CMD="/usr/local/squid/sbin/squid"
case "$1" in
  start)
    netstat -natp | grep squid &>/dev/null
    if [ $? -eq 0 ]; then
      echo "squid is running"
    else
      echo "Starting squid..."
      $CMD
    fi
    ;;
  stop)
    $CMD -k shutdown &>/dev/null
    rm -rf $PID &>/dev/null
    ;;
  status)
    if [ -f $PID ]; then
      netstat -natp | grep squid
    else
      echo "squid is not running"
    fi
    ;;
  restart)
    $0 stop &>/dev/null
    echo "Stopping squid..."
    $0 start &>/dev/null
    echo "Starting squid..."
    $CMD
    ;;
  reload)
    $CMD -k reconfigure
    ;;
  check)
    $CMD -k parse
    ;;
  *)
    echo "Usage: $0 {start|stop|status|reload|check|restart}"
    ;;
esac

Add to startup

chmod +x /etc/init.d/squid
chkconfig --add squid
chkconfig --level 35 squid on

Test script

service squid start
# Output: 正在启动 squid...
netstat -anplt | grep squid   # shows listening on port 3128
service squid stop
netstat -anplt | grep squid   # no output

Create Traditional Proxy Configuration

Modify the highlighted sections in the configuration file as shown below.

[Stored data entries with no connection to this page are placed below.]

PR #686, opened 2026-06-23
fix(#685): cfg(unix)-gate the ETXTBSY retry, fix vacuous macOS test

### LINKED ISSUE #685: Review follow-up to #683: cfg(unix)-gate the ETXTBSY retry, fix vacuous macOS test
## Summary

Follow-up to the #683 (#682) code review, which approved with two MED findings that
landed on main and should be fixed forward.

## Findings to fix

1. **Windows misidentification (MED).** `const ETXTBSY: i32 = 26` and
   `spawn_with_etxtbsy_retry` are ungated, but `windows-latest` compiles and runs the
   crate. On Windows `raw_os_error()` returns Win32 codes, where 26 is
   `ERROR_SHARING_VIOLATION` -- a Windows spawn failing with 26 would be misread as
   ETXTBSY and retried for the full 2s budget. ETXTBSY is a POSIX errno; the retry must
   be unix-only.

2. **Vacuous macOS test (MED).** `retries_past_etxtbsy_until_writer_closes` passes for the
   wrong reason on macOS: Darwin raises ETXTBSY only for native Mach-O binaries, not
   shebang-interpreted scripts, so the held write fd never triggers the retry and the
   first spawn succeeds immediately. The test is load-bearing only on Linux.

## Acceptance criteria

- [ ] `ETXTBSY` const + retry consts + `spawn_with_etxtbsy_retry` are `#[cfg(unix)]`
- [ ] The call site uses a `#[cfg(not(unix))]` plain-`spawn()` fallback (matching the
      existing `process_group` cfg split)
- [ ] `retries_past_etxtbsy_until_writer_closes` is `#[cfg(target_os = "linux")]` with a
      comment explaining the macOS/Windows exclusion
- [ ] Full suite + clippy --all-targets + fmt green on all three CI OSes

ssilvius:
Fixes #685.

## Summary

Review follow-up to #683 (the ETXTBSY retry), which was approved with two MED findings that
landed on main. Both are platform-scoping bugs: the retry is POSIX-specific but was compiled
ungated, and its regression test is load-bearing only on Linux.

### 1. ETXTBSY const + retry consts + spawn_with_etxtbsy_retry are #[cfg(unix)]
`ETXTBSY` (a POSIX errno), `ETXTBSY_RETRY_BUDGET`, `ETXTBSY_RETRY_BACKOFF`, and
`spawn_with_etxtbsy_retry` are now `#[cfg(unix)]`. On Windows `raw_os_error()` returns Win32
codes where 26 is `ERROR_SHARING_VIOLATION`, so running the retry there would misidentify a
sharing violation as ETXTBSY and burn the 2s budget -- the gate prevents that path from
existing on non-unix. The `Child` and `Instant` imports those items consume are split to
`#[cfg(unix)]` too, so they do not warn as unused on non-unix (`-D warnings` would fail CI).
Evidence: `src/worksource/mod.rs` `#[cfg(unix)]` on the const block, the helper, and the
`use std::process::Child` / `use std::time::Instant` imports.

### 2. The call site uses a #[cfg(not(unix))] plain-spawn fallback
`call_plugin_inner` selects the spawn path by target: `#[cfg(unix)]` calls
`spawn_with_etxtbsy_retry(&mut cmd)`, `#[cfg(not(unix))]` calls `cmd.spawn()`. Both feed the
same `map_err` so the error message is unchanged. This mirrors the existing `#[cfg(unix)]`
`cmd.process_group(0)` split a few lines above -- the established pattern in this function.
Evidence: `src/worksource/mod.rs` `call_plugin_inner` spawn-path cfg split.

### 3. retries_past_etxtbsy_until_writer_closes is #[cfg(target_os = "linux")] with a comment
The test is gated to Linux with a comment explaining the exclusion: Linux raises ETXTBSY on
`execve` of a shebang script held open for writing; Darwin raises it only for native Mach-O
binaries, so on macOS the held fd never triggers the retry and the first spawn succeeds --
the test would pass vacuously. On Linux the existing `.expect()` is load-bearing: without the
retry the first spawn fails with ETXTBSY and the test panics.
Evidence: `src/worksource/mod.rs` `#[cfg(target_os = "linux")]` + comment on the test.

### 4. Full suite + clippy --all-targets + fmt green on all three CI OSes
Local (macOS host): suite green, `cargo clippy --all-targets -- -D warnings` clean, `cargo fmt
-- --check` clean. The Linux retry test and the Windows compile (where the unused-import
warning would have fired before the import split) are confirmed by the CI matrix on this
branch.
Evidence: local runs; the windows-latest + ubuntu-latest + macos-latest CI jobs on this PR.

## Not done

- No change to the retry semantics, budget, backoff, or logging -- only platform scoping.
- No retry-counter threaded out of the helper; the Linux-gated `.expect()` already makes the
  test load-bearing without exposing internals.

### DIFF
--- a/src/worksource/mod.rs
+++ b/src/worksource/mod.rs
@@ -13,10 +13,16 @@ pub use prs::*;
 
 use std::io::Read;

# And finally deny all other access to this proxy
http_access allow all   # add before deny all
http_access deny all
# Squid normally listens to port 3128
http_port 3128          # external port
cache_mem 128 MB        # memory for caching, suggested 1/4 of RAM
reply_body_max_size 10 MB   # max download size, 0 means unlimited
maximum_object_size 4096 KB # max object size stored in cache
#cache_dir ufs /usr/local/squid/var/cache/squid 100 16 256
coredump_dir /usr/local/squid/var/cache/squid
refresh_pattern ^ftp: 1440 20% 10080
refresh_pattern ^gopher: 1440 0% 1440
refresh_pattern -i (/cgi-bin/|\?) 0 0% 0
refresh_pattern . 0 20% 4320
cache_effective_user squid
cache_effective_group squid

Restart Squid

# Check configuration
/usr/local/squid/sbin/squid -k reconfigure
/usr/local/squid/sbin/squid -k check
# Restart
service squid restart
# Output shows stopping and starting messages and new LISTEN state

Set Linux Server Internal Network Access

Before configuring a proxy, a curl request to Baidu fails:

curl www.baidu.com -I
curl: (6) Could not resolve host: www.baidu.com; Unknown error

Temporary Proxy Settings

export proxy="http://10.200.86.163:3128"
export http_proxy="http://10.200.86.163:3128"
export https_proxy="http://10.200.86.163:3128"   # for HTTPS

After setting the proxy, curl succeeds and returns HTTP headers such as:

HTTP/1.1 200 OK
Accept-Ranges: bytes
Cache-Control: private, no-cache, no-store, proxy-revalidate, no-transform
Content-Length: 277
Content-Type: text/html
Date: Thu, 08 Aug 2019 12:40:01 GMT
ETag: "575e1f60-115"
Last-Modified: Mon, 13 Jun 2016 02:50:08 GMT
Pragma: no-cache
Server: bfe/1.0.8.18
X-Cache: MISS from host-10-200-86-163
Via: 1.1 host-10-200-86-163 (squid/4.8)
Connection: keep-alive

Permanent Proxy Settings

Add the following lines to /etc/profile and source the file:

export proxy="http://10.200.86.163:3128"
export http_proxy="http://10.200.86.163:3128"
export https_proxy="http://10.200.86.163:3128"
export ftp_proxy="http://10.200.86.163:3128"

source /etc/profile
curl www.baidu.com -I   # now works with the same headers as above

Note: When using yum, copy the Squid server’s yum repository into the internal Linux device and run yum makecache to generate the cache.

Transparent Proxy

A transparent proxy requires the Squid server to have two network interfaces; the example server has only one, so this part is not demonstrated.